PR #2461, opened 2025-04-04
feat(components): Layout System 2.0 

scotttjob:
## Motivations

We've had a need for a while to better support layouts using Atlantis. Our existing components are either heavily opinionated, or have absolutely no opinions at all and are doing their best to mimic CSS.

These new components sit somewhere in the middle. They're not opinionated about how you use them, but they are opinionated about how they respond to their content.

These components are heavily based on the [Every Layout](https://every-layout.dev/layouts/) system, which feature components designed to self-govern based on some basic setup properties, and the width of the child content.

Which is a slightly fancy way of saying these components can be magically responsive without media queries. Container queries though are fully supported with this system, and some layout components will be fast-followed with media query based overrides.

Each of these components also tackle a single use-case, and are meant to be mixed and matched together in a composed way to form really powerful layouts together. No CSS knowledge is required to use these new components, and the props they accept are centered around how they make the component react, versus how the underlying CSS is structured.

## Stack - Vertically Stacking Elements
image
image

## Content Block - Setting Block Width and horizontally justifying the content within
image

## Cluster - Laying out Elements Horizontally based on their width
image

## Tiles - Laying out Elements Horizontally with a fixed width
image

## Cover - Vertically Centering Elements
image

## Frame - Forcing content into a specific aspect ratio. Great for images.
image

## ResponsiveSwitcher - Responsively reflow content equally based on its width. No media queries required.
image
image

## SideKick - Responsively reflow content based on your defined widths + content width. No media queries required.
image
image

## Changes

Added new Layout components designed to help Atlantis consumers layout out their experiences, widgets, pages, containers, and views without requiring CSS knowledge or concerning themselves too much with responsiveness.

### Added

New Components:
- Cluster
- ContentBlock
- Cover
- Frame
- ResponsiveSwitcher
- SideKick
- Stack
- Tiles

Storybook Stories For all the above Components
Documentation Pages for all the above Components

New Guides:
- Page Layouts - Small Examples of how to layout individual Page elements with the new components
- Scaffolding - Full Page Examples of how layout entire Pages with the new components (will be filled in more soon)

### Changed

- Added the ability to go 'full width' on Doc Site pages. This is used for Scaffolding page, because they're full-page layouts.

### Removed

- Nothing

### Fixed

- Lack of Quality Layout Options

### Security

- No Issues

## Testing

1. Boot up the new docs site to see them in action.
2. Play around the props on the docs pages to see changes.
3. Bring in the pre-release in this PR to use the new components within applications, attempt to replace custom css with these components to see if they work in place of custom options.

Changes can be

---

Random photo of Atlantis


packages/site/src/preview/useAtlantisPreviewSkeleton.tsx
```diff
@@ -58,6 +58,50 @@ html,body,#root {
         var root;
         var rootElement;
       </script>
+      <style>
```
scotttjob, line 61: This is for the Container component example. Didn't want to introduce css modules into this preview component (at least, not for this), so for now just an easy override that we can remove later if required.

packages/site/src/types/maps.ts
```diff
@@ -4,6 +4,7 @@ export interface ContentMapItem {
   intro: string;
   title: string;
   content: ContentExport["content"];
+  noMaxWidth?: boolean;
```
scotttjob, line 7: This is for the scaffolding page, so we can override the max width so the page layouts can be a full page.

packages/site/tests/visual/site.visual.ts
```diff
@@ -0,0 +1,23 @@
+import { expect, test } from "@playwright/test";
```
scotttjob, line 1: The visual tests!

Ultra, ultra basic for now. Load the route, check the screenshot. We can quickly iteratively build on these first tests.

packages/site/src/layout/BaseView.tsx
```diff
@@ -35,7 +37,9 @@ BaseView.Main = function Main({
             <div
               style={{
                 width: "100%",
-                maxWidth: "calc(768px + var(--space-large)",
+                maxWidth: noMaxWidth
```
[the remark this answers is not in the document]
chris-at-jobber: Does this not cause issues with the docs pages? (I haven't pulled this branch down but that value keeps doc contents from running full-width and having wayyyyy too long character-count lines)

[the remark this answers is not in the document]
scotttjob: It's just an override for a single page (the new scaffolding page, or any other page that wants to run full width for any reason), and we do want that particular one to run full width, because you're building full-page layouts (presumably with content width protection built in, like Page does)

packages/components/src/Cluster/Cluster.module.css
```diff
@@ -0,0 +1,18 @@
+.cluster {
+  display: flex;
+  flex-wrap: wrap;
+  gap: var(--public-cluster-space, var(--space-base, 16px));
+  justify-content: var(--public-cluster-justify, flex-start);
+  align-items: var(--public-cluster-align, center);
+  width: 100%;
```
taylorvnoj, line 7: So I've been playing around with this type of layout, and what I see are nested Clusters (one parent Cluster, with Clusters around Icon/StatusLabel and Cluster around Buttons):

Screenshot 2025-04-11 at 1 37 16 PM

For example I took this into Storybook and tried this
```
 <Cluster justify="between">
    <Cluster>
      <Button label="Save" />
      <Button label="Cancel" type="secondary" />
    </Cluster>
    <Button label="Delete" variation="destructive" type="secondary" />
</Cluster>
```
But then we get something like this:

Screenshot 2025-04-11 at 1 40 24 PM

And from what I can gather that is happening because of the 100% width in the css.  

What fixes it, is something like this:
```
.cluster .cluster {
  width: auto;
}
```
so when a Cluster is nested inside another Cluster, we don't force full width.

Then I do get the layout I want easily without further wrapping divs around groups of components

Screenshot 2025-04-11 at 1 44 45 PM

What do you think?

taylorvnoj: I initially lean toward the CSS solution, just because the consumer doesn't have to think about anything and things _just work_ - but together also works! Do you see that happening in this PR or a follow up?

taylorvnoj: Oh maybe that prop would help in the case where we try to put any Input in a Cluster, because those just end up stacking vertically I think because of the 100% width on FormField

packages/site/src/pages/VisualTestComponentPage.tsx
```diff
@@ -0,0 +1,314 @@
...
+                  <Avatar size="large" initials="ST" />
+                </Cluster>
+              </section>
+
+              {/* Avatar with Images */}
+              <section>
+                <Text size="large">Avatar with Images</Text>
+                <Cluster>
+                  <Avatar
+                    imageUrl="https://i.pravatar.cc/300?img=1"
```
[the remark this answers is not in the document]
scotttjob: Updated to a less weird domain for placeholder images!

packages/components/src/Stack/types.ts
```diff
@@ -0,0 +1,22 @@
...
+  | "larger"
+  | "largest"
+  | "extravagant";
+
+export interface StackProps {
+  readonly children: React.ReactNode;
+  /** The amount of space between the children. Semantic tokens are available. */
+  readonly space?: string | Spaces;
+  /** The number of children to split the stack after. Requires parent to have height greater than the sum of the children. */
+  readonly splitAfter?: number;
```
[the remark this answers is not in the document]
scotttjob: I went down the road of making some elegant like we had for Box, but it ended up being a little convoluted, so opted for 1 -> 15, because it's just easier to understand.

packages/components/src/Container/types.ts
```diff
@@ -0,0 +1,12 @@
+import { ReactNode } from "react";
+
+export interface ContainerProps {
+  readonly children: ReactNode;
+  readonly name: string;
+  readonly className?: string;
+}
```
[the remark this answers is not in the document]
scotttjob: Done!

packages/components/src/ResponsiveSwitcher/ResponsiveSwitcher.tsx
```diff
@@ -0,0 +1,46 @@
+import React, { useMemo } from "react";
+import classNames from "classnames";
+import styles from "./ResponsiveSwitcher.module.css";
+import { ResponsiveSwitcherProps, Spaces } from "./types";
+
+const spaceTokens: Record<Spaces, string> = {
```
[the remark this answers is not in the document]
scotttjob: Great opportunity to dedupe, which I did. I created a new directory called 'sharedHooks' within components, but open to other names/locations on where to put the 'useSpaces' hook

packages/components/src/Cluster/Cluster.module.css
scotttjob: Hey so I pushed an update. I have the .cluster .cluster { piece in place, but I also added 'autoWidth' as a boolean prop to all the components that had the new width: 100%, so you could say "don't do that" and it defaults back to width auto

packages/components/src/Cluster/Cluster.tsx
```diff
@@ -0,0 +1,74 @@
+import React, { useMemo } from "react";
+import { Breakpoints } from "@jobber/hooks/useResizeObserver";
+import { useMediaQuery } from "@jobber/hooks";
+import classNames from "classnames";
+import styles from "./Cluster.module.css";
+import { ClusterProps, Spaces } from "./types";
+
+const spaceTokens: Record<Spaces, string> = {
```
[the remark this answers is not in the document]
scotttjob: I've now done this because of the space-slim token being added

packages/components/src/Stack/types.ts
```diff
@@ -0,0 +1,31 @@
+import { Spaces } from "../sharedHooks/useSpaces";
+
+export interface StackProps {
+  readonly children: React.ReactNode;
+  /** The amount of space between the children. Semantic tokens are available. */
+  readonly space?: string | Spaces;
```
taylorvnoj, line 6: As I was writing this in my doc

Screenshot 2025-04-12 at 6 01 32 PM

I realized that our _og_ layout components (Box, Flex, Grid) use `gap`, while our new layout components use `space`. Is it intentional to use `space` moving forward? We normally strive to have the same prop names for the same behaviour, although I think I like `space` more.

Not necessarily suggesting a change here but curious on what your thoughts are.

scotttjob: I very much want to keep these new components in line with our existing components. I'll update 'space' to 'gap' in all the new components this morning.

Any more prop differences you've noted that I can update. Now is the time! :)

packages/site/src/content/Cover/Cover.mdx
```diff
@@ -0,0 +1,52 @@
...
+
+## Basic example
+
+<Canvas>
+  <Cover minHeight="50vh">
+    <Text>Content above</Text>
+    <Cover.Center>
+      <Heading>Welcome back!</Heading>
+      <Text>Sign in to continue to your account.</Text>
+    </Cover.Center>
```
nad182, line 27: Not a huge issue, but in the new doc site this is displayed as `CenterContent`, instead of `Cover.Center`:
image

packages/site/src/content/Cluster/Cluster.mdx
```diff
@@ -0,0 +1,166 @@
...
+  </Stack>
+</Canvas>
+
+## Related components
+
+Use [Stack](/components/Stack) when you need to arrange elements vertically
+instead of in a horizontal cluster.
+
+Use [Tiles](/components/Tiles) when you need elements arranged in a grid with
+equal spacing and consistent sizing.
```
nad182, line 166: I assume `Flex` and `Grid` are not mentioned because they're going to be deprecated?

nad182:
The **Code** tab is broken in Storybook for every new component:
image

From what I understand, it's because of this code in `Playground.tsx`:
```tsx
<SandpackProvider
      template="react-ts"
      customSetup={{
        dependencies: {
          "@jobber/components": "latest",
          "@jobber/design": "latest",
          "@jobber/hooks": "latest",
...
...
```

Probably is not an issue, but wanted to call it out just in case.

packages/components/src/ContentBlock/ContentBlock.tsx
```diff
@@ -0,0 +1,51 @@
...
+      "--content-block-gutters": guttersMapped,
+    } as React.CSSProperties;
+  }, [maxWidthMapped, guttersMapped]);
+
+  return (
+    <div
+      style={style}
+      className={classNames(
+        styles.contentBlock,
+        andText && styles.andText,
```
nad182, line 41: This might not be the case in the "real world", but I found out that if nest `ContentBlock` components and the parent has `andText`, while child(ren) has `andText={false}`, the nested one is ignored. This is what it looks like (my understanding is that the text should NOT be centered, but I might be wrong):
image

packages/components/src/Cover/Cover.module.css
```diff
@@ -0,0 +1,22 @@
...
+  margin-block-start: 0;
+}
+
+.cover > :last-child:not(.centerContent) {
+  margin-block-end: 0;
+}
+
+.cover > .centerContent {
+  margin-block: auto;
+}
```
nad182, line 22: This might be a bad/weird question, but shouldn't be the center content centered vertically in the parent container, rather than between top and bottom content (i.e. header and footer)?
If you look at the screenshot, the center content will only be truly vertically cenetered if there's no content above and below or if the content above AND below is the same height.

image

packages/components/src/SideKick/types.ts
```diff
@@ -0,0 +1,17 @@
...
+export interface SideKickProps {
+  readonly children: React.ReactNode;
+  /** The width of the sidekick. */
+  readonly sideWidth?: string;
+  /** The minimum width of the content. */
+  readonly contentMinWidth?: string;
+  /** The amount of space between the sidekick and the content. Semantic tokens are available. */
+  readonly space?: string | Spaces;
+  /** Whether to place the sidekick on the right. */
+  readonly onRight?: boolean;
```
nad182, line 12: It might be just me, but I find the name of this prop confusing. Regardless of if I set the value to `true` or `false`, the layout/markup is preserved, meaning the side element remains on it's original side. Whereas I thought that it would act more like `flex-direction: row-reverse`.
Otherwise, I'm not sure I understand the value/role of this prop. All it does is it changes the size of the second element (on the right).

packages/components/src/SideKick/SideKick.tsx
```diff
@@ -0,0 +1,44 @@
...
+        onRight ? styles.right : styles.left,
+        sideWidth
+          ? onRight
+            ? styles.withWidthRight
+            : styles.withWidthLeft
+          : null,
+        collapsed && collapseBelow ? styles.collapsed : null,
+      )}
+    >
+      {children}
```
nad182, line 41: Shouldn't we limit the amount of children to 2? It feels like the purpose of this component is to have "main content" (1 child) on one side and the "supplementary content" (1 child) on another side.
Currently it's possible to have unlimited children, thus creating a confusion which content should be main and/or supplementary:
image

packages/components/src/Cluster/Cluster.module.css
taylorvnoj: Amazing, that is going to be so helpful!

packages/site/src/content/Cover/Cover.mdx
taylorvnoj: Stack will also show up as Stack5 lol - this can definitely be a follow up ticket imo

packages/site/src/content/Stack/Stack.mdx
```diff
@@ -0,0 +1,84 @@
...
+
+### Basic Stack
+
+<Canvas>
+  <Stack>
+    <Text>First item</Text>
+    <Text>Second item</Text>
+    <Text>Third item</Text>
+  </Stack>
+</Canvas>
```
nad182, line 35: For some reason, on the new doc site the component is called `Stack5` in all examples:
image

packages/components/src/Stack/types.ts
taylorvnoj: thanks Scott! I didn't see any more prop differences 👍🏻

packages/components/src/SideKick/SideKick.tsx
taylorvnoj: Don't want to speak for Scott but I would suggest we don't restrict. The example in that screenshot is a layout that will be in every object in product - in fact there will be situations where there are multiple children on the right and SideKick will give us the responsiveness in one go, rather than having to account for an unknown amount of children

packages/components/src/Stack/types.ts
```diff
@@ -0,0 +1,31 @@
...
+  /** The number of children to split the stack after (1-15). Requires parent to have height greater than the sum of the children. */
+  readonly splitAfter?:
```
nad182, line 8: I think it would be great to give a bit more explanation for this prop. It's not clear straight away that by splitting we mean pushing the rest of the content to the bottom.

packages/components/src/SideKick/SideKick.tsx
nad182: I understand that we might need to have more elements, but it seems like the proper layout would be to wrap ALL main elements in one container and all supplementary in another:

image

packages/site/src/content/Cover/Cover.mdx
scotttjob: Yes I very much want to fix this! I'll make a note to create that ticket, and maybe I'll even dig in myself today, I want these examples to be usable without modification.

packages/site/src/content/Cluster/Cluster.mdx
scotttjob: Or possibly just change how they work + add more props. I'm still not 100% sold on the direction for those components, so that's why they're left out of these new ones related components.

packages/components/src/SideKick/types.ts
```diff
@@ -0,0 +1,17 @@
...
+  /** The breakpoint to collapse the sidekick at. */
+  readonly collapseBelow?: string;
```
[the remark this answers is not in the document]
scotttjob: Based on feedback from Eric around the potential performance implications of `useMediaQuery` on potentially a lot of layout components on the same page, this has been modified to no longer support arbitrary values (semantic tokens only tied to specific breakpoints).

That said, had we kept that feature I probably would not have strongly typed that value beyond a string, or possibly a number. I might have provided more guidance in the JSDoc about what types of values are supported, or I would have tried to find a DOM based type that just supported all the values that a 'width' value would support. My intention was for this to be extremely flexible.

Even though I removed that flexibility from within the component, I did preserve the original functionality of 'break when you want to' by providing an override 'collapsed' prop to the component, which is up to the consumer to tell us when to break, so they can set up their own media query if need be (or break on other arbitrary reasons).

packages/site/src/content/Stack/Stack.mdx
scotttjob: Commented above on the other item, we've got an issue with how this component (RenderComponentShowCode) maps react components back to their originals. We may just have to setup an override map.

packages/components/src/Stack/types.ts
scotttjob: Done! (in the follow-up branch, targeting this one, which will be pushed up and created shortly)

taylorvnoj (approved):
THANK YOU for separating out the feedback updates and thank you for all of this incredible work! 
This is in a great state to release and we can continue to iterate  👌🏻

------------------------------

(Goal of the exercise)
A word-for-word copy of the entries, from the first line through the line containing "Which is a slightly", is the whole answer.

(Your solution)
PR #2461, opened 2025-04-04
feat(components): Layout System 2.0 

scotttjob:
## Motivations

We've had a need for a while to better support layouts using Atlantis. Our existing components are either heavily opinionated, or have absolutely no opinions at all and are doing their best to mimic CSS.

These new components sit somewhere in the middle. They're not opinionated about how you use them, but they are opinionated about how they respond to their content.

These components are heavily based on the [Every Layout](https://every-layout.dev/layouts/) system, which feature components designed to self-govern based on some basic setup properties, and the width of the child content.

Which is a slightly fancy way of saying these components can be magically responsive without media queries. Container queries though are fully supported with this system, and some layout components will be fast-followed with media query based overrides.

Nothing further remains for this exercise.